Using "Get XPaths" and Web Scraper Table
The DataLayer.Web Scraper element has an attribute named
Get XPaths. During development, when this attribute is used, the
target HTML page is read and transformed into XML, then a
reference document is created that lists all of the XPath
identifiers and their values. Looking through this topic, the developer
can quickly see, for example, the XPath tag name for a table with the
desired data.
The example above shows part of the U.S. State Department web site page that publishes per diem rates. The following example shows how to use DataLayer.Web Scraper to get the XPath tags needed to parse this page.
As shown above, add a Data Table element with a DataLayer.Web Scraper child element the report definition. Set the datalayer's Web Scraper URL attribute value to the URL of the target web page:
- http://aoprals.state.gov/web920/per_diem_action.asp?MenuHide=1&CountryCode=1089
and set its Get XPaths attribute to All, which causes the
development reference document to be created.
Preview the report in Studio, and examine the XML nodes reference document, shown above.
Locate the desired nodes by filtering out everything else, in this case everythingexcept tables. To do this, go back to viewing the definition and enter //table into the Get XPaths attribute and then preview the definition again. Look through the Values column: tables are identified by their headings, not their row data, so the target table has to have distinctive headings. The table we want is shown above highlighted.
Next find, select, and copy the table's entireXPath by Tag Name value, highlighted above.

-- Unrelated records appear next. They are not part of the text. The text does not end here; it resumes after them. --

PR #15, opened 2023-02-01
Improve Inventory struct

fao89:


fao89:
tested with:
```
apiVersion: dataplane.openstack.org/v1beta1
kind: OpenStackDataPlaneNode
metadata:
  name: openstackdataplanenode-sample
spec:
  node:
    hostName: openstackdataplanenode-sample.localdomain
    ansibleHost: 192.168.122.18
    ansibleUser: rhosp
    ansiblePort: 80
```

got:
```
kubectl get configmap dataplanenode-openstackdataplanenode-sample-inventory -o yaml
apiVersion: v1
data:
  inventory: |
    all:
      hosts:
        openstackdataplanenode-sample:
          ansible_host: openstackdataplanenode-sample.localdomain
          ansible_user: rhosp
          ansible_port: 80
kind: ConfigMap
metadata:
  creationTimestamp: "2023-02-01T18:44:27Z"
  name: dataplanenode-openstackdataplanenode-sample-inventory
  namespace: default
  resourceVersion: "1226"
  uid: afe624b1-2118-425c-a19b-b6066ad6cb86

```

controllers/openstackdataplanenode_controller.go
```diff
@@ -107,37 +106,17 @@ func (r *OpenStackDataPlaneNodeReconciler) Provision(ctx context.Context, instan
...
-	host := make(map[string]map[string]string)
-	hostVars := make(map[string]string)
-	hostVars["ansible_host"] = instance.Spec.Node.HostName
-	hostVars["ansible_user"] = instance.Spec.Node.AnsibleUser
-	hostVars["ansible_port"] = strconv.Itoa(instance.Spec.Node.AnsiblePort)
-	host[instance.Name] = hostVars
-	all["hosts"] = host
-	inventory["all"] = all
-
+	var inventory = `all:
```
fultonj, line 113: In general I think it's better to build a data structure and then have a function render it into proper yaml. I don't think formatting a string by hand into proper yaml is a pattern we should promote.

fultonj (changes requested):

controllers/openstackdataplanenode_controller.go
fultonj: If I make this change:
```
[fultonj@osp-storage-01 dataplane-operator]$ git diff controllers/openstackdataplanenode_controller.go
diff --git a/controllers/openstackdataplanenode_controller.go b/controllers/openstackdataplanenode_controller.go
index cf04365..00ed9d3 100644
--- a/controllers/openstackdataplanenode_controller.go
+++ b/controllers/openstackdataplanenode_controller.go
@@ -162,6 +162,7 @@ func (r *OpenStackDataPlaneNodeReconciler) GenerateInventory(ctx context.Context
                cm.Data = map[string]string{
                        "inventory": string(invData),
                }
+               fmt.Printf("inv: %s", string(invData))
                return nil
        })
        if err != nil {
[fultonj@osp-storage-01 dataplane-operator]$ 

```
Then I see the inventory:
```
inv: all:
  hosts:
    openstackdataplanenode-sample:
      ansible_host: openstackdataplanenode-sample.localdomain
      ansible_port: "0"
      ansible_user: ""
```
when I run the controller directly and run:
```
oc kustomize config/samples/ | oc apply -f -
```
So I see my port isn't getting set to 22 as it might be for the role but I assume that will be addressed when we have inheritance working. 

I'm not sure (short commit message) what this patch is trying to accomplish.

fultonj:
> 

I get the same results without your patch however. It looks like this is a re-implementation of the existing functionality which uses a string instead of a struct.

```
fultonj@osp-storage-01 dataplane-operator]$ cat test.yaml 
apiVersion: dataplane.openstack.org/v1beta1
kind: OpenStackDataPlaneNode
metadata:
  name: openstackdataplanenode-sample-80
spec:
  node:
    hostName: openstackdataplanenode-sample-80.localdomain
    ansibleHost: 192.168.122.18
    ansibleUser: rhosp
    ansiblePort: 80
[fultonj@osp-storage-01 dataplane-operator]$ oc create -f test.yaml
openstackdataplanenode.dataplane.openstack.org/openstackdataplanenode-sample-80 created
[fultonj@osp-storage-01 dataplane-operator]$ oc get configmap dataplanenode-openstackdataplanenode-sample-80-inventory -o yaml
apiVersion: v1
data:
  inventory: |
    all:
      hosts:
        openstackdataplanenode-sample-80:
          ansible_host: openstackdataplanenode-sample-80.localdomain
          ansible_port: "80"
          ansible_user: rhosp
kind: ConfigMap
metadata:
  creationTimestamp: "2023-02-01T20:08:14Z"
  name: dataplanenode-openstackdataplanenode-sample-80-inventory
  namespace: openstack
  resourceVersion: "7744387"
  uid: fa3dd591-d77e-4e2d-beb2-73ff47623862
[fultonj@osp-storage-01 dataplane-operator]$ 
```

controllers/openstackdataplanenode_controller.go
SeanMooney: ya so i would either perefer to build the data structure and then render it too or use go templates to build the inventory file.

fao89: sorry about the commit message, my idea was just replacing the maps

fao89: I'm googling around, marshalling & unmarshalling structs with dynamic keys is painful. Will we use the inventory struct elsewhere? If not, I believe go templates will probably be the best option then

fultonj: > "I'm googling around, marshalling & unmarshalling structs with dynamic keys is painful."

Interesting. Would you mind sharing what you found? Is it just the amount of code required or something else?

fao89: the dynamic key would be the hostname
```yaml
all:
  hosts:
    << dynamic host name  >>:
        hostvars
```        
this is what I found:
https://stackoverflow.com/questions/32147325/how-to-parse-yaml-with-dynamic-key-in-golang


the https://github.com/relex/aini looks interesting, I'll do some experiments

SeanMooney: but the hostname is just the key in a map so 
my type 

type Group struct {
GroupVars map[string]interface{}
Hosts list[Host]
}

should actually be

type Group struct {
GroupVars map[string]interface{}
Hosts map[string]Host
}

where the key is just the hostname

SeanMooney: by the way we never have to parse this in go.

we will only ever need to write this so it make it a little simpler but modelling the dictionary filed as maps of sting to structs should make the hostnames simple to handle
if we did need to parse this.

fao89:
tested with:
```
apiVersion: dataplane.openstack.org/v1beta1
kind: OpenStackDataPlaneNode
metadata:
  name: openstackdataplanenode-sample
spec:
  node:
    hostName: openstackdataplanenode-sample.localdomain
    ansibleHost: 192.168.122.18
    ansibleUser: rhosp
    ansiblePort: 80
```

got:
```
kubectl get configmap dataplanenode-openstackdataplanenode-sample-inventory -o yaml
apiVersion: v1
data:
  inventory: |
    groups:
      all:
        hosts:
          openstackdataplanenode-sample:
            vars:
              ansible_host: openstackdataplanenode-sample.localdomain
              ansible_port: "80"
              ansible_user: rhosp
kind: ConfigMap
metadata:
  creationTimestamp: "2023-02-02T15:42:35Z"
  name: dataplanenode-openstackdataplanenode-sample-inventory
  namespace: default
  resourceVersion: "1307"
  uid: d9377b17-bb57-47f8-ad53-6751addc3edf

```

controllers/openstackdataplanenode_controller.go
fao89: thank you @SeanMooney 
I've followed your tips, and tested with:
```
apiVersion: dataplane.openstack.org/v1beta1
kind: OpenStackDataPlaneNode
metadata:
  name: openstackdataplanenode-sample
spec:
  node:
    hostName: openstackdataplanenode-sample.localdomain
    ansibleHost: 192.168.122.18
    ansibleUser: rhosp
    ansiblePort: 80
```

and got:
```
kubectl get configmap dataplanenode-openstackdataplanenode-sample-inventory -o yaml
apiVersion: v1
data:
  inventory: |
    groups:
      all:
        hosts:
          openstackdataplanenode-sample:
            vars:
              ansible_host: openstackdataplanenode-sample.localdomain
              ansible_port: "80"
              ansible_user: rhosp
kind: ConfigMap
metadata:
  creationTimestamp: "2023-02-02T15:42:35Z"
  name: dataplanenode-openstackdataplanenode-sample-inventory
  namespace: default
  resourceVersion: "1307"
  uid: d9377b17-bb57-47f8-ad53-6751addc3edf

```

olliewalsh: The ansible inventory structure has some quirks so probably need custom (un)marshalling logic to get this perfect, but for now something like this might work https://go.dev/play/p/92S1JDkHGDW

SeanMooney: ya that looks pretty good

controllers/openstackdataplanenode_controller.go
```diff
@@ -107,36 +107,39 @@ func (r *OpenStackDataPlaneNodeReconciler) Provision(ctx context.Context, instan
...
+	host.Vars["ansible_user"] = instance.Spec.Node.AnsibleUser
+	host.Vars["ansible_port"] = strconv.Itoa(instance.Spec.Node.AnsiblePort)
+
+	group := Group{}
+	group.Hosts = make(map[string]*Host)
+	group.Hosts[instance.Name] = &host
+
+	inventory := Inventory{}
+	inventory.Groups = make(map[string]*Group)
+	inventory.Groups["all"] = &group
```
fultonj, line 142: This addresses my initial concerns about building a string vs a struct. Thanks, I think that's much better. 

I'm curious what @SeanMooney and @olliewalsh think.

SeanMooney: in terms of a minimal implemnation this is certenly much better then what was there before.

its a lot more readable 

i was originally using map[string]interface{}

so that if you wanted to set something to an int bool or null you could

currently, you don't have the ability to do that as all your types are converted to strings so i would personally prefer to do that over map[string]string for the vars

both i prefer this vs the current state prior to this pr.

SeanMooney: the main delta vs what ollie proposed in https://go.dev/play/p/92S1JDkHGDW
is that host and groups don't know there name and groups cant be nested.

ollies example is more complete in that respect but i don't really like that it need the fixnames function.

over all i think i prefer https://go.dev/play/p/92S1JDkHGDW but I'm not against this either.

fultonj (approved):

controllers/openstackdataplanenode_controller.go
```diff
@@ -107,36 +107,39 @@ func (r *OpenStackDataPlaneNodeReconciler) Provision(ctx context.Context, instan
 	return nil
 }
 
-// Inventory struct
-// TODO: make use of the struct below
-//
-//nolint:unused
+// Host represents ansible host
+type Host struct {
+	Vars map[string]string `yaml:"vars,omitempty"`
```
olliewalsh, line 112: Is this missing the `inline` yaml flag?

IIRC format needs to be:
```
all:
  hosts:
    hostname:
      key1: val1
```

vs

```
all:
  hosts:
    hostname:
      vars:
        key1: val1
```

controllers/openstackdataplanenode_controller.go
```diff
@@ -107,36 +107,39 @@ func (r *OpenStackDataPlaneNodeReconciler) Provision(ctx context.Context, instan
...
-	all struct {
-		hosts struct {
-			host struct {
-				hostVar struct {
-					hostVarValue string
-				}
-			}
-		}
-	}
+	Groups map[string]*Group
```
olliewalsh, line 123: also missing `inline` yaml flag

controllers/openstackdataplanenode_controller.go
olliewalsh: You mean I can't get away with a teeny-tiny little hack like the fixnames function :smiley:

FWIW I've a slightly better version that uses a custom unmarshaller to call fixnames - https://go.dev/play/p/AuJqU08RPmS

+1 for using `map[string]interface{}`. Can get around it with Itoa for the ansible_port but will be necessary I expect if more complex vars need to be set such as NetworkConfig

fao89: I've followed @olliewalsh suggestions here: https://github.com/openstack-k8s-operators/dataplane-operator/pull/17

SeanMooney:
this is an example of what an inventory should look like  for a single host

https://github.com/openstack-k8s-operators/nova-operator/pull/233/files#diff-0ca239fcb0eecfef839bc6f51dd9c49e2e038de5ea0d77c4d3eb1f67c8156220

that might help as a reference
or
https://github.com/openstack-k8s-operators/nova-operator/pull/233/files#diff-732bbbe00e1f100a22f312a959b3fac6979dc99343a1eac9019b9e7c28b47a0f
although i don't expect use to pass much data via the inventory which is why i prefer the former

SeanMooney:
ollie pointed out the fix for this already above by the way 
https://github.com/openstack-k8s-operators/dataplane-operator/pull/15#discussion_r1095138062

Next, back in the definition, clear the datalayer's Get XPath attribute value. Then add a Web Scraper Table child element beneath the datalayer and paster the XML tag copied from the reference document into its Web Scraper XPath attribute, as shown above, right. The complete value is:
- /html/body/div/table/tr/td[3]/table/tr[2]/td/div/form/table[2]
And also set the Column Names In First Row attribute value to True.
Finally, as shown above, add Data Table Column and
Label elements to display the data:The column names in the
datalayer, for use with @Data tokens, are the names seen in the XPath
reference document values, with any embedded spaces removed. In this
example, that's CountryName, PostName, SeasonBegin, SeasonEnd, etc.
When previewed, as shown above, the report display the table with the desired data from the target web site.